La horqueta

Autor: Julio Serrano Echeverría

 

La imagen de la rama bifurcándose. Digamos la vida tenía dos caminos y elige los dos. La figura: la de la ye, la raíz ascendente que se bifurca para formar un signo. Pero también para sostener una densa fibra de hule que termina en una diminuta faja de cuero capaz de abrazar una piedra digamos del tamaño del pulgar de un adulto.

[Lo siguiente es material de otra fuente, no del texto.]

Issue #393, opened 2019-11-05
HTTP multipart/XRootD vector_read for remote baskets


jpivarski:
The chunked sources (`HTTPSource` and `XRootDSource`) currently have a fixed-chunksize cache. Since the base directory and TTree metadata of most files is at the end of the file, this means that `uproot.open("http://...")` consists of two sequential remote reads: the beginning of the file (`TFile` header and all `TStreamerInfos`) and the end of the file, and the `file["tree"]` request probably hits the latter. This is a good argument for making the chunksize large (1 MB, PR #392), so that it is not likely to be more than two such reads.

However, when a user requests a single or a subset of branches from the TTree, a large chunksize might require too much data downloading because 1 MB is coarser than most basket sizes. Ideally, we want to send an HTTP multipart or XRootD vector_read of _only_ the bytes corresponding to the basket data. They are known before the read:

```python
branch._fBasketSeek[:branch.numbaskets]    # start of each basket in bytes
branch._fBasketBytes[:branch.numbaskets]   # size of each basket in bytes
```

The main chunked source cache relies on the fact that the chunksize is fixed, so that finding the appropriate chunk is a constant-time operation (it is performed many times, for every set of contiguous, fixed-size fields and for 2-3 times for every variable-size string). These baskets would be variable-sized, so they should be a _second cache_, in addition to the main cache. The second cache would have to maintain a list of start positions and sizes, with log-N lookup time via Python's `bisect` or Numpy's `searchsorted`.

Requesting data from baskets would have to be called in a different way for baskets than for every other case. This is not a major problem, since such access is already abstracted through `Cursor` and `Source`: a new method could be added to `Source`, like `Source.data` but going through the second cache (in chunked sources; no difference in other sources) and a new method could be added to `Cursor` for getting an array that is only used in basket reading.

The HTTP multipart or XRootD vector_read call could be added to `HTTPSource.preload` and `XRootDSource.preload` instead of the one-request-per-task parallel preloader that's in there now. The hook exists, but it will need to be expanded from knowing just the start of each seek point of interest to knowing the full ranges (starts and stops or starts and sizes).

[...]

PR #411, opened 2019-11-21
Reading files with HTTP fails if range headers are not supported

chrisburr:
Uproot fails to read files from servers that don't support range requests. Example traceback with extra debugging print out and without this fix applied:
```
Got response of size 20166303 chunksize is 1048576
-1765915941 -30694 -1671616656 4090602292 -7813 16221 -118717542 708660270
self._compressedbytes, self._uncompressedbytes = -1765908128 -1671616656
cursor.index - start 0
self._compressedbytes -1765908128
self._uncompressed = None
  File "<string>", line 1, in <module>
  File "uproot/rootio.py", line 60, in open
    return http(path, httpsource=httpsource, **options)
  File "uproot/rootio.py", line 89, in http
    return ROOTDirectory.read(openfcn(path), **options)
  File "uproot/rootio.py", line 154, in read
    streamerinfos, streamerinfosmap, streamerrules = _readstreamers(streamerkey._source, streamerkey._cursor, streamercontext, None)
  File "uproot/rootio.py", line 556, in _readstreamers
    tlist = TList.read(source, cursor, context, parent)
  File "uproot/rootio.py", line 949, in read
    out = cls._readinto(out, source, cursor, context, parent)
  File "uproot/rootio.py", line 1455, in _readinto
    start, cnt, self._classversion = _startcheck(source, cursor)
  File "uproot/rootio.py", line 426, in _startcheck
    cnt, vers = cursor.fields(source, _startcheck._format_cntvers)
  File "uproot/source/cursor.py", line 46, in fields
    return format.unpack(source.data(start, stop))
  File "uproot/source/compressed.py", line 183, in data
    return self._uncompressed[start:stop]
TypeError: 'NoneType' object is not subscriptable
```

Error can be seen when using Python's built in HTTP server to open a "large" file (i.e. more than one chunk):
```bash
python -m http.server 8000 --directory tests/samples
```

Also includes some minor fixes for linter errors I stumbled upon. It might be necessary to use a more general exception in some cases. I've not checked closely but perhaps `SyntaxError` needs to be caught in some cases?

### DIFF
--- a/uproot/interp/auto.py
+++ b/uproot/interp/auto.py
@@ -200,7 +200,7 @@ def interpret(branch, awkwardlib=None, swapbytes=True, cntvers=False, tobject=Tr
                             numbits = None
                         else:
                             low, high, numbits = spec
-                    except:
+                    except Exception:
                         return None
 
                 if iskDouble32 and numbits == 0:
--- a/uproot/interp/jagged.py
+++ b/uproot/interp/jagged.py
@@ -36,15 +36,12 @@ class asjagged(uproot.interp.interp.Interpretation):
         self.skipbytes = skipbytes
 
     def __repr__(self):
-        return "asjagged({0})".format(repr(self.content))
+        return "asjagged({0}{1})".format(repr(self.content), "" if self.skipbytes == 0 else ", {0}".format(self.skipbytes))
 
     def to(self, todtype=None, todims=None, skipbytes=None):
         if skipbytes is None:
             skipbytes = self.skipbytes
         return asjagged(self.content.to(todtype, todims), skipbytes)
-
-    def __repr__(self):
-        return "asjagged({0}{1})".format(repr(self.content), "" if self.skipbytes == 0 else ", {0}".format(self.skipbytes))
 
     @property
     def identifier(self):
--- a/uproot/source/chunked.py
+++ b/uproot/source/chunked.py
@@ -123,7 +123,9 @@ class ChunkedSource(uproot.source.source.Source):
 
             if len(chunk) > self._chunkbytes:
                 if len(chunk) > self._limitbytes:
-                    warnings.warn('Received larger chunk than expected, assumed to be entire file. Performance may be significantly degraded.', RuntimeWarning)
+                    warnings.warn('Remote server sent a larger chunk than expected, assumed to be entire file. '
+                                  'Performance will be degraded as the file is larger than the cache limit and might need to be downloaded many times.',
+                                  RuntimeWarning)
                 for i in range(0, len(chunk), self._chunkbytes):
                     if i // self._chunkbytes not in self.cache:
                         self.cache[i // self._chunkbytes] = chunk[i:i+self._chunkbytes]
--- a/uproot/source/chunked.py
+++ b/uproot/source/chunked.py
@@ -125,6 +125,8 @@ class ChunkedSource(uproot.source.source.Source):
                 warnings.warn('Received larger chunk than expected, assumed to be entire file. Performance may be significantly degraded.', RuntimeWarning)
                 for i in range(0, len(chunk), self._chunkbytes):
                     self.cache[i//self._chunkbytes] = chunk[i:i+self._chunkbytes]
+                # Dismiss any pending futures as everything has already been loaded
+                self.dismiss()
                 chunk = self.cache[chunkindex]
             else:
                 self.cache[chunkindex] = chunk
--- a/uproot/source/chunked.py
+++ b/uproot/source/chunked.py
@@ -5,7 +5,6 @@
 from __future__ import absolute_import
 
 import math
-import warnings
 
 import numpy
 
@@ -122,18 +121,12 @@ class ChunkedSource(uproot.source.source.Source):
             gstop = (chunkindex + 1) * self._chunkbytes
 
             if len(chunk) > self._chunkbytes:
-                if len(chunk) > self._limitbytes:
-                    warnings.warn('Remote server sent a larger chunk than expected, assumed to be entire file. '
-                                  'Performance will be degraded as the file is larger than the cache limit and might need to be downloaded many times.',
-                                  RuntimeWarning)
+                if not numpy.array_equal(chunk[:4], list(b"root")):
+                    raise NotImplementedError("Expected {0} or fewer bytes but received {1} and data does not appear to be an entire ROOT file.".format(self._chunkbytes, len(chunk)))
+                self.cache = {}
                 for i in range(0, len(chunk), self._chunkbytes):
-                    if i // self._chunkbytes not in self.cache:
-                        self.cache[i // self._chunkbytes] = chunk[i:i+self._chunkbytes]
-                # Add the requested range last to minimise cache misses
-                for i in range(chunkstart*self._chunkbytes, chunkstop*self._chunkbytes):
-                    if i // self._chunkbytes not in self.cache:
-                        self.cache[i // self._chunkbytes] = chunk[i:i+self._chunkbytes]
-                chunk = chunk[gstart:gstop]
+                    self.cache[i // self._chunkbytes] = chunk[i:i+self._chunkbytes]
+                chunk = self.cache[chunkindex]
                 # Dismiss any pending futures as everything has already been loaded
                 self.dismiss()
             else:
--- a/uproot/source/chunked.py
+++ b/uproot/source/chunked.py
@@ -5,11 +5,13 @@
 from __future__ import absolute_import
 
 import math
+import warnings
 
 import numpy
 
 import uproot.cache
 import uproot.source.source
+
 
 class ChunkedSource(uproot.source.source.Source):
     # makes __doc__ attribute mutable before Python 3.3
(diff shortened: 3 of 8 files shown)


uproot/source/chunked.py
```diff
@@ -106,21 +108,29 @@ def data(self, start, stop, dtype=None):
...
-                    chunk = self.cache[chunkindex] = self._read(chunkindex)
+                    chunk = self._read(chunkindex)
 
             cstart = 0
             cstop = self._chunkbytes
             gstart = chunkindex * self._chunkbytes
             gstop = (chunkindex + 1) * self._chunkbytes
 
+            if len(chunk) > self._chunkbytes:
+                warnings.warn('Received larger chunk than expected, assumed to be entire file. Performance may be significantly degraded.', RuntimeWarning)
```
jpivarski: I'd rather not have warnings, even if performance is significantly degraded. (There's an uncountable number of ways to do _that_, after all.) Exceptions in Python are fine—they tell you where to go, or at least start looking, to fix them—but warnings are "sticky"—you see them but don't know how to fix them (if you don't search the codebase for the text of the warning).

uproot/tree.py
```diff
@@ -1816,17 +1816,17 @@ def _init(self):
...
+                "treepath": self.treepath,
+                "branches": self.branches,
+                "entrysteps": self.entrysteps,
+                "flatten": self.flatten,
+                "awkwardlib": self.awkwardlib,
+                "persistvirtual": self.persistvirtual,
+                "localsource": self.localsource,
+                "xrootdsource": self.xrootdsource,
+                "httpsource": self.httpsource,
+                "options": self.options}
```
jpivarski: I wonder how this happened... someone must have asked for `_LazyFiles` to be pickleable, and I added this half-hearted attempt without checking it? Thanks for fixing it.

uproot/source/compressed.py
```diff
@@ -119,7 +119,7 @@ def _prepare(self):
                 # https://github.com/root-project/root/blob/master/core/zip/src/RZip.cxx#L217
                 # https://github.com/root-project/root/blob/master/core/lzma/src/ZipLZMA.c#L81
                 # https://github.com/root-project/root/blob/master/core/lz4/src/ZipLZ4.cxx#L38
-                algo, method, c1, c2, c3, u1, u2, u3 = cursor.fields(self._compressed, self._header)
+                algo, method, c1, c2, c3, u1, u2, u3 = header = cursor.fields(self._compressed, self._header)
```
jpivarski: I see that `header` gets used on line 151 below.

uproot/source/chunked.py
```diff
@@ -5,12 +5,14 @@
 from __future__ import absolute_import
 
 import math
+import warnings
```
jpivarski: See rant about warnings below.  :)

uproot/interp/jagged.py
```diff
@@ -36,16 +36,13 @@ def __init__(self, content, skipbytes=0):
...
+        return "asjagged({0}{1})".format(repr(self.content), "" if self.skipbytes == 0 else ", {0}".format(self.skipbytes))
 
     def to(self, todtype=None, todims=None, skipbytes=None):
         if skipbytes is None:
             skipbytes = self.skipbytes
         return asjagged(self.content.to(todtype, todims), skipbytes)
 
-    def __repr__(self):
-        return "asjagged({0}{1})".format(repr(self.content), "" if self.skipbytes == 0 else ", {0}".format(self.skipbytes))
-
```
jpivarski: Oops; thanks!

uproot/interp/auto.py
```diff
@@ -200,7 +200,7 @@ def transform(node, tofloat=True):
                             numbits = None
                         else:
                             low, high, numbits = spec
-                    except:
+                    except Exception:
```
jpivarski: We can be explicit about the classes caught by general exception handlers. (Is that in a style guide? I'll start doing it, if so.)

chrisburr: I'm going to quote from PEP8 rather than writing the same thing less clearly:

> When catching exceptions, mention specific exceptions whenever possible instead of using a bare `except:` clause:
> ```python
> try:
>     import platform_specific_module
> except ImportError:
>    platform_specific_module = None
> ```
> A bare `except:` clause will catch `SystemExit` and `KeyboardInterrupt` exceptions, making it harder to interrupt a program with Control-C, and can disguise other problems. If you want to catch all exceptions that signal program errors, use `except Exception:` (bare except is equivalent to `except BaseException:`).
> 
> A good rule of thumb is to limit use of bare 'except' clauses to two cases:
> 
>    * If the exception handler will be printing out or logging the traceback; at least the user will be aware that an error has occurred.
>    * If the code needs to do some cleanup work, but then lets the exception propagate upwards with raise. try...finally can be a better way to handle this case.

uproot/source/chunked.py
chrisburr: The issue with performance here when the cache size limit is smaller than the entire file. My fix is very naive and will just keep downloading the same file over and over and over again while uproot seeks through it.

Now I've thought about it again, I've just pushed an improvement to make the situation slightly less bad. I also now ensure that even if the current chunk is evicted from the cache it will still work.

I see three options for how to handle this case:
1. Only show the warning if the file is larger than the cache? To me it feels like enough of a footgun that users should know but you're right that it isn't clear what to do. I've just done this and edited the message to be more explicit.
2. Alternatively as the entire file is already in memory at this point, the cache could be replaced with a simple dictionary containing the entire file to waste memory instead of time?
3. Drop the warning entirely like you first suggested.

Which would you prefer?

jpivarski:
I think the reason performance is usually treated as secondary it's because it's so dependent on the use-case. What you're calling a "performance degradation" here is based on assumption that the user will want to read nearby arrays from the file. (And with that basket-sized cache blocks improvement we talked about, "the same array more than once.") This is a common use-case, though not the only one, and a warning about performance for those users would be very confusing.

What I had in mind for remote files was to reproduce the memory map API that works so well on local files. If the file is too big for memory—a common situation in analysis, though not tutorials—the cache will thrash. This is the case with all kinds of caches, and it's the reason that single pass (e.g. doing all your work in an `uproot.iterate` loop) is faster.

Is the situation here that the cache loaded to read basket TKeys will get evicted before we can read the array data? It's one thing if the cache thrashes when the user asks for the same data twice, but quite another if it thrashes while servicing a single request.

jpivarski:
Oh! What's happening is that you ask HTTP for a chunk, but it answers by sending the whole file? If we know that, why don't we chop it up into the right-sized chunks send fill the cache? In other words, take the error as a gift?

Why would HTTP do that? Does it only happen for small files? I imagine it would be a problem if asking for a byte range results in downloading TB of unwanted data.

To do this, we'd have to be certain of where the downloaded part starts. If `len(chunk) > chunksize`, does that mean that it starts at `0` or at the requested `start`?

uproot/source/chunked.py
jpivarski: See comments below.

chrisburr:
I should have been clearer as this is not a solution for #393, it's just a bug I noticed when starting to work on it.

> Oh! What's happening is that you ask HTTP for a chunk, but it answers by sending the whole file?

Yes! Sorry I really should have said that in the first comment of this PR. I'll blame jet lag as I've just got back from CHEP 😄 

> Why would HTTP do that? Does it only happen for small files?

It's dependent on if the server. I've not looked into it enough to know exactly but as range requests are just a header in the request, if the HTTP server is very simple like `python -m http.server` (or if something is misconfigured and the header gets lost) the header is ignored and you get the entire file.

> If we know that, why don't we chop it up into the right-sized chunks send fill the cache? In other words, take the error as a gift?

That is what is currently done in this PR. The big performance issue if the cache is smaller than the file. The cache becomes useless when trying to read almost anything in a 4GB file with the default cache size of 100MB and you'll download 4GB for every single call to `Source.data`. The newest two commits make it a little better if you only read nearby data (this isn't the case in my test files).

> I imagine it would be a problem if asking for a byte range results in downloading TB of unwanted data.

This is why I suggested a warning in option 1 as it's not just "bad performance for some usage patterns" it's repeatedly reading millions of times more bytes than you need to and not being able to cache them effectively unless you only access the same chunk or one at the end of the file.

The alternative I see is to ignore the cache size when this happens and just use a normal dictionary (option 2). It's not nice though as memory usage might blow up. Personally I find that more acceptable to do without a warning as it's easier to debug when it causes a problem.

> To do this, we'd have to be certain of where the downloaded part starts. If len(chunk) > chunksize, does that mean that it starts at 0 or at the requested start?

Empirically this seems to start at zero as if the header was ignored and I don't see how there could be any other reasonable behaviour. Not being sure about this was another reason to include the warning. Are there any magic bytes at the start of a ROOT file which I can look for to check this assumption?

jpivarski:
> Are there any magic bytes at the start of a ROOT file which I can look for to check this assumption?

Yes!

```bash
% hexdump -C issue412.root | head -1
00000000  72 6f 6f 74 00 10 33 a8  00 00 00 64 00 00 00 00  |root..3....d....|
```

The first four characters of every ROOT file are guaranteed to be `"root"` (that aspect of the format _is_ [specified](https://root.cern.ch/doc/master/classTFile.html)). If character data in a ROOT file were uniformly random, the chance of hitting these four characters by accident is about 1 in 4 billion. It's not uniformly random; there are a few places in the file where the filename is stored, which probably ends in `".root"`. (Surprise! If you name your file a dirty word while filling it, then change its name on the commandline, it will have that dirty word embedded inside the file. Another fun quirk.) If HTTP returns a _random_ fragment of the file (which I'd consider a bug), then there is a small chance that those non-beginning bytes are `"root"`. Not as small as 1 in 4 billion, but negligible.

The `"root"` magic is followed by a 4-byte big-endian version number (such as `61800` for 6.18/00, possibly with `1000000` added if it's a big file, like `1061800`). The next 4 bytes (if small) or 8 bytes (if big) is `fBEGIN`, which is almost always `100`. Maybe these could be used to disambiguate—it's not likely to be randomly after `"root"`, but perhaps that's too complex to check for.

Your suggestion of increasing the cache size is dangerous because people _do_ run out of memory, and these cases are hard to track down. Making the cache behavior more complex will make those cases more difficult to debug. However, if we're in this situation where we've unexpectedly downloaded the whole file and Python is still alive, then we've demonstrably fit the whole thing into memory. Casting it as an array with `numpy.frombuffer` and slicing it into tiles is a zero-copy operation that wouldn't add to the total usage.

How about this: if HTTP returns a whole file instead of the requested part, which we can determine by `len(chunk) > chunksize and chunk[:4] == b"root"`, then let's chop it up into the correct `chunksize` (assuming that it starts at `0`) and put all of the chunks into a simple-dictionary cache, rather than the eviction-happy cache. After all, evicting a view doesn't even reduce memory usage, so the normal rules don't apply here anyway.

So, yes, that's option 2. I'm on board now.

chrisburr:
Thank you for the interesting write up. (As always!)

Checking for `b"root"` should be adequate as checking for a sensible version seems either overly general or fragile. If the check doesn't pass it raises a `NotImplementedError`.

The response from `Source._read` is already put through `return numpy.frombuffer(data, dtype=numpy.uint8)` so I think this is now ready.

chrisburr:
@jpivarski Assuming you're happy with it, this can be merged.

As nobody has reported it as a bug I think it can wait for the next release instead of having a dedicated one made.

jpivarski:
Okay, thanks!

Llega a mi mano un regalo muy especial. Una onda de Chajul, Quiché. Una onda antigua, la horqueta tallada y pintada de negro es la imagen de un mono, un mono con una máscara –que podría hacernos pensar en un personaje danzante-, a la espalda del personaje un monito, con sus ojos abiertos: dos puntos penetrando la madera viendo fijamente a nuestros ojos. Un mono y un monito: una onda. Una onda de Chajul donde me quedó clarísima la fuerza de la vida, digo, caminar en la noche en medio de la niebla a inicios del 2015 y pensar en el tiempo y su elasticidad y en nuestros cuerpos como esa piedra-pulgar que podría pasar por en medio de la horqueta, y desplazarse al pasado y al futuro en un mismo movimiento y pensar en el terror y en la sombra y en el amanecer como el movimiento de un niño cazador jugando con su onda.

El monito, pues, que comparte signo con el hilo del tiempo, una horqueta de Chajul, una rama en forma de ye donde la vida tuvo dos caminos y eligió los dos.

Apretar la onda con el puño y pensar nuevamente en el tiempo, el lanzamiento parabólico que, vaya hermosa coincidencia, es el mismo movimiento que hace el sol sobre nuestras cabezas. O más bien, que nuestros corazones hacen alrededor del sol, disparados desde algún lugar del tiempo.